◆ Dataset extract ◆
_ _ _ _
PR #4545, opened 2025-10-29
Increase the file descriptor limit at startup to support high concurrency configurations

Jason-JP-Yang:
Solve the leftover problem in /etc/init.d/srs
_ _ _ _
◆ Task to carry out ◆
Give again, exactly, every line from the one holding "Increase the file" to the last line of the data.

◆ Response to the exercise ◆
Increase the file descriptor limit at startup to support high concurrency configurations

Jason-JP-Yang:
Solve the leftover problem in /etc/init.d/srs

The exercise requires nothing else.